▶ _Task brief_:
Nothing in the entries may be dropped: restate them word for word.

Data entries:
-------------------------

PR #170, opened 2020-11-09
Add ResourceQueue

pipermerriam:
## What was wrong?

When retrieving content from the Alexandria network, we'll have the following two sets of things that need special handling.

- A list of nodes that have the content.
- A list of "chunks" that we still need.

For both of these we need a way to manage ensuring that we aren't hitting the same node with multiple requests for content as well as making sure we aren't requesting the same chunk from multiple peers.

## How was it fixed?

This implements a convenience layer over what *could* be done more verbosely with raw trio Channels.

```python
# with raw channels
resources = (...,)
send, receive = trio.open_memory_channel(...)
for resource in resources:
    send.send_nowait(resource)

def worker(...):
    resource = await receive.receive()
    try:
        ...  # do something with it
    except:
        await send.send(resource)  # put it back in the queue if there's an error
    else:
        if not done_with_resource:
            await send.send(resource)

# With the Resource Queue
resources = (...,)
queue = ResourceQueue(resources)

def worker(...):
    async with queue.reserve() as resource:
        ...  # do something with it
        if done_with_resource:
            queue.remove(resource)
```

This pattern cleans the code up a lot, especially in the case where we have two sets of resources that are being concurrently managed.

#### Cute Animal Picture

20-Absolutely-Amazing-Dog-Halloween-Costumes-1

### DIFF
--- a/ddht/v5_1/alexandria/resource_queue.py
+++ b/ddht/v5_1/alexandria/resource_queue.py
@@ -11,11 +11,47 @@ class RemoveResource(Exception):
 
 
 class ResourceQueue(Container[TResource]):
+    """
+    Allow some set of "worker" processes to share the underlying resources,
+    ensuring that any given resource is only in use by a single worker at any
+    given time.
+
+    .. code-block:: python
+
+        things = (thing_1, thing_2, ...)
+        queue = ResourceQueue(things)
+
+        async def worker():
+            while True:
+                # within the following async context block the `resource` is
+                # reserved for this worker.
+                async with queue.reserve() as resource:
+
+                    # We typically want to do something with the resource.
+                    do_work(resource)  # do
+
+                    # We can remove the resource from the queue
+                    if done_with(resource):
+                        queue.remove()
+
+                    # We can add new resources to the queue
+                    if has_new_resources(resource):
+                        new_resource = ...  #
+                        queue.add(new_resource)
+
+                # Upon exiting the context block the resource is automatically
+                # added back into the queue (unless it was explicitely
+                # removed).
+    """
+
     resources: Set[TResource]
 
     def __init__(
-        self, resources: Collection[TResource], max_resource_count: int = 256
+        self, resources: Collection[TResource], max_resource_count: int = None,
     ) -> None:
+        if max_resource_count is None:
+            max_resource_count = len(resources)
+
         if len(resources) > max_resource_count:
             raise ValueError(
                 f"Number of resources exceeds maximum: {len(resources)} > {max_resource_count}"
@@ -42,6 +78,9 @@ class ResourceQueue(Container[TResource]):
 
     @asynccontextmanager
     async def reserve(self) -> AsyncIterator[TResource]:
+        # Fetch a new resource from the queue.  If the resource is no longer
+        # part of the tracked resources discard it and move onto the next
+        # resource in the queue.
         while True:
             resource = await self._receive.receive()
             if resource in self:
@@ -52,5 +91,8 @@ class ResourceQueue(Container[TResource]):
         try:
             yield resource
         finally:
+            # The resource could have been removed during the context block so
+            # only add it back to the queue if it is still part of the tracked
+            # resources.
             if resource in self:
                 await self._send.send(resource)
--- a/ddht/v5_1/alexandria/resource_queue.py
+++ b/ddht/v5_1/alexandria/resource_queue.py
@@ -1,0 +1,56 @@
+from typing import Any, AsyncIterator, Collection, Container, Hashable, Set, TypeVar
+
+from async_generator import asynccontextmanager
+import trio
+
+TResource = TypeVar("TResource", bound=Hashable)
+
+
+class RemoveResource(Exception):
+    pass
+
+
+class ResourceQueue(Container[TResource]):
+    resources: Set[TResource]
+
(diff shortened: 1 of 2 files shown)


ddht/v5_1/alexandria/resource_queue.py
```diff
@@ -0,0 +1,56 @@
...
+        self.resources.remove(resource)
+
+    @asynccontextmanager
+    async def reserve(self) -> AsyncIterator[TResource]:
+        while True:
+            resource = await self._receive.receive()
+            if resource in self:
+                break
+            else:
+                continue
```
lithp, line 50: When will the resource not be `in self`?

tests/core/v5_1/alexandria/test_resource_queue.py
```diff
@@ -0,0 +1,77 @@
...
+    for _ in range(random.randint(0, num) + base):
+        await trio.lowlevel.checkpoint()
+
+
+@pytest.mark.trio
+async def test_resource_queue():
+    known_resources = {"a", "b", "c", "d"}
+    queue = ResourceQueue(known_resources)
+
+    resources_in_use = set()
```
lithp, line 19: I'm not sure what `resources_in_use` is meant to be testing. If I'm reading this right then there is no implementation of `ResourceQueue` which cause the `resources_in_use` assertions to fail.

ddht/v5_1/alexandria/resource_queue.py
pipermerriam: If `queue.remove()` is called within the context block.

```python
async with queue.reserve() as resource:
    ...  # do something with it
    if some_condition:
        queue.remove(resource)
```

tests/core/v5_1/alexandria/test_resource_queue.py
pipermerriam: Yeah, it's a dirty way for me to test the "property" that any resource that is in use should never be allocated in a call to `queue.reserve`.  I recognize this is effectively a re-implementation of the business logic using stateful local variables.  I'm open to an alternate approach if you've got a suggestion.

ddht/v5_1/alexandria/resource_queue.py
```diff
@@ -0,0 +1,56 @@
...
+class RemoveResource(Exception):
+    pass
+
+
+class ResourceQueue(Container[TResource]):
+    resources: Set[TResource]
+
+    def __init__(
+        self, resources: Collection[TResource], max_resource_count: int = 256
+    ) -> None:
```
lithp, line 18: I think there's a bug if `resources` has more than 256 elements and the user does not provide a `max_resource_count`, if nothing is passed in it might want to default to something like `len(resources) + 256`.

This interface would be much easier to implement if we could resize memory channels. It looks like we *can*, by changing `self._send._state.max_buffer_size`, but I don't know how you feel about hard-coding trio implementation details.

I don't know where you plan on using this class so I don't know if this suggestion makes sense, but the easiest way to remove this class of bugs is to not have an `add(resource)` method.

ddht/v5_1/alexandria/resource_queue.py
```diff
@@ -0,0 +1,56 @@
...
+import trio
+
+TResource = TypeVar("TResource", bound=Hashable)
+
+
+class RemoveResource(Exception):
+    pass
+
+
+class ResourceQueue(Container[TResource]):
```
lithp, line 13: Future readers will appreciate a docstring here, it took me a few minutes to figure out what this class was going! This is kind of like a [`CapacityLimiter`](https://trio.readthedocs.io/en/v0.12.1/reference-core.html#trio.CapacityLimiter) except each token has a name?

ddht/v5_1/alexandria/resource_queue.py
lithp: Ahh, good point

tests/core/v5_1/alexandria/test_resource_queue.py
lithp: Ahh, sorry, I missed that there are 10 instances of worker, this makes sense now.

I bet some combination of [hypothesis](https://hypothesis.readthedocs.io/en/latest/stateful.html) or [sequencer](https://trio.readthedocs.io/en/v0.12.1/reference-testing.html#trio.testing.Sequencer) could help make this test simpler, but this already works so I definitely won't hold the review over it.

lithp (approved):
left some comments but after those this looks good

ddht/v5_1/alexandria/resource_queue.py
pipermerriam: It's used here: 

https://github.com/ethereum/ddht/pull/95/files#diff-e8d0d620a600d82775b4794f8378624f90f1a7c0e9ed3e692da2a39e2a10de89R432-R503

The `add(resource)` is needed so that when we request a section of the content, and the response doesn't contain all of the requested data, we can add the sub-sections that are still missing back into the queue.

For now I'm not really intending to use this beyond that location.  I'll figure out a patch for the bug.

ddht/v5_1/alexandria/resource_queue.py
pipermerriam: More like each token is an actual "thing" but yes. similar constructs.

-------------------------

▶ _Exercise solution_:
PR #170, opened 2020-11-09
Add ResourceQueue

pipermerriam:
## What was wrong?

When retrieving content from the Alexandria network, we'll have the following two sets of things that need special handling.

- A list of nodes that have the content.
- A list of "chunks" that we still need.

For both of these we need a way to manage ensuring that we aren't hitting the same node with multiple requests for content as well as making sure we aren't requesting the same chunk from multiple peers.

## How was it fixed?

This implements a convenience layer over what *could* be done more verbosely with raw trio Channels.

```python
# with raw channels
resources = (...,)
send, receive = trio.open_memory_channel(...)
for resource in resources:
    send.send_nowait(resource)

def worker(...):
    resource = await receive.receive()
    try:
        ...  # do something with it
    except:
        await send.send(resource)  # put it back in the queue if there's an error
    else:
        if not done_with_resource:
            await send.send(resource)

# With the Resource Queue
resources = (...,)
queue = ResourceQueue(resources)

def worker(...):
    async with queue.reserve() as resource:
        ...  # do something with it
        if done_with_resource:
            queue.remove(resource)
```

This pattern cleans the code up a lot, especially in the case where we have two sets of resources that are being concurrently managed.

#### Cute Animal Picture

20-Absolutely-Amazing-Dog-Halloween-Costumes-1

### DIFF
--- a/ddht/v5_1/alexandria/resource_queue.py
+++ b/ddht/v5_1/alexandria/resource_queue.py
@@ -11,11 +11,47 @@ class RemoveResource(Exception):
 
 
 class ResourceQueue(Container[TResource]):
+    """
+    Allow some set of "worker" processes to share the underlying resources,
+    ensuring that any given resource is only in use by a single worker at any
+    given time.
+
+    .. code-block:: python
+
+        things = (thing_1, thing_2, ...)
+        queue = ResourceQueue(things)
+
+        async def worker():
+            while True:
+                # within the following async context block the `resource` is
+                # reserved for this worker.
+                async with queue.reserve() as resource:
+
+                    # We typically want to do something with the resource.
+                    do_work(resource)  # do
+
+                    # We can remove the resource from the queue
+                    if done_with(resource):
+                        queue.remove()
+
+                    # We can add new resources to the queue
+                    if has_new_resources(resource):
+                        new_resource = ...  #
+                        queue.add(new_resource)
+
+                # Upon exiting the context block the resource is automatically
+                # added back into the queue (unless it was explicitely
+                # removed).
+    """
+
     resources: Set[TResource]
 
     def __init__(
-        self, resources: Collection[TResource], max_resource_count: int = 256
+        self, resources: Collection[TResource], max_resource_count: int = None,
     ) -> None:
+        if max_resource_count is None:
+            max_resource_count = len(resources)
+
         if len(resources) > max_resource_count:
             raise ValueError(
                 f"Number of resources exceeds maximum: {len(resources)} > {max_resource_count}"
@@ -42,6 +78,9 @@ class ResourceQueue(Container[TResource]):
 
     @asynccontextmanager
     async def reserve(self) -> AsyncIterator[TResource]:
+        # Fetch a new resource from the queue.  If the resource is no longer
+        # part of the tracked resources discard it and move onto the next
+        # resource in the queue.
         while True:
             resource = await self._receive.receive()
             if resource in self:
@@ -52,5 +91,8 @@ class ResourceQueue(Container[TResource]):
         try:
             yield resource
         finally:
+            # The resource could have been removed during the context block so
+            # only add it back to the queue if it is still part of the tracked
+            # resources.
             if resource in self:
                 await self._send.send(resource)
--- a/ddht/v5_1/alexandria/resource_queue.py
+++ b/ddht/v5_1/alexandria/resource_queue.py
@@ -1,0 +1,56 @@
+from typing import Any, AsyncIterator, Collection, Container, Hashable, Set, TypeVar
+
+from async_generator import asynccontextmanager
+import trio
+
+TResource = TypeVar("TResource", bound=Hashable)
+
+
+class RemoveResource(Exception):
+    pass
+
+
+class ResourceQueue(Container[TResource]):
+    resources: Set[TResource]
+
(diff shortened: 1 of 2 files shown)


ddht/v5_1/alexandria/resource_queue.py
```diff
@@ -0,0 +1,56 @@
...
+        self.resources.remove(resource)
+
+    @asynccontextmanager
+    async def reserve(self) -> AsyncIterator[TResource]:
+        while True:
+            resource = await self._receive.receive()
+            if resource in self:
+                break
+            else:
+                continue
```
lithp, line 50: When will the resource not be `in self`?

tests/core/v5_1/alexandria/test_resource_queue.py
```diff
@@ -0,0 +1,77 @@
...
+    for _ in range(random.randint(0, num) + base):
+        await trio.lowlevel.checkpoint()
+
+
+@pytest.mark.trio
+async def test_resource_queue():
+    known_resources = {"a", "b", "c", "d"}
+    queue = ResourceQueue(known_resources)
+
+    resources_in_use = set()
```
lithp, line 19: I'm not sure what `resources_in_use` is meant to be testing. If I'm reading this right then there is no implementation of `ResourceQueue` which cause the `resources_in_use` assertions to fail.

ddht/v5_1/alexandria/resource_queue.py
pipermerriam: If `queue.remove()` is called within the context block.

```python
async with queue.reserve() as resource:
    ...  # do something with it
    if some_condition:
        queue.remove(resource)
```

tests/core/v5_1/alexandria/test_resource_queue.py
pipermerriam: Yeah, it's a dirty way for me to test the "property" that any resource that is in use should never be allocated in a call to `queue.reserve`.  I recognize this is effectively a re-implementation of the business logic using stateful local variables.  I'm open to an alternate approach if you've got a suggestion.

ddht/v5_1/alexandria/resource_queue.py
```diff
@@ -0,0 +1,56 @@
...
+class RemoveResource(Exception):
+    pass
+
+
+class ResourceQueue(Container[TResource]):
+    resources: Set[TResource]
+
+    def __init__(
+        self, resources: Collection[TResource], max_resource_count: int = 256
+    ) -> None:
```
lithp, line 18: I think there's a bug if `resources` has more than 256 elements and the user does not provide a `max_resource_count`, if nothing is passed in it might want to default to something like `len(resources) + 256`.

This interface would be much easier to implement if we could resize memory channels. It looks like we *can*, by changing `self._send._state.max_buffer_size`, but I don't know how you feel about hard-coding trio implementation details.

I don't know where you plan on using this class so I don't know if this suggestion makes sense, but the easiest way to remove this class of bugs is to not have an `add(resource)` method.

ddht/v5_1/alexandria/resource_queue.py
```diff
@@ -0,0 +1,56 @@
...
+import trio
+
+TResource = TypeVar("TResource", bound=Hashable)
+
+
+class RemoveResource(Exception):
+    pass
+
+
+class ResourceQueue(Container[TResource]):
```
lithp, line 13: Future readers will appreciate a docstring here, it took me a few minutes to figure out what this class was going! This is kind of like a [`CapacityLimiter`](https://trio.readthedocs.io/en/v0.12.1/reference-core.html#trio.CapacityLimiter) except each token has a name?

ddht/v5_1/alexandria/resource_queue.py
lithp: Ahh, good point

tests/core/v5_1/alexandria/test_resource_queue.py
lithp: Ahh, sorry, I missed that there are 10 instances of worker, this makes sense now.

I bet some combination of [hypothesis](https://hypothesis.readthedocs.io/en/latest/stateful.html) or [sequencer](https://trio.readthedocs.io/en/v0.12.1/reference-testing.html#trio.testing.Sequencer) could help make this test simpler, but this already works so I definitely won't hold the review over it.

lithp (approved):
left some comments but after those this looks good

ddht/v5_1/alexandria/resource_queue.py
pipermerriam: It's used here: 

https://github.com/ethereum/ddht/pull/95/files#diff-e8d0d620a600d82775b4794f8378624f90f1a7c0e9ed3e692da2a39e2a10de89R432-R503

The `add(resource)` is needed so that when we request a section of the content, and the response doesn't contain all of the requested data, we can add the sub-sections that are still missing back into the queue.

For now I'm not really intending to use this beyond that location.  I'll figure out a patch for the bug.

ddht/v5_1/alexandria/resource_queue.py
pipermerriam: More like each token is an actual "thing" but yes. similar constructs.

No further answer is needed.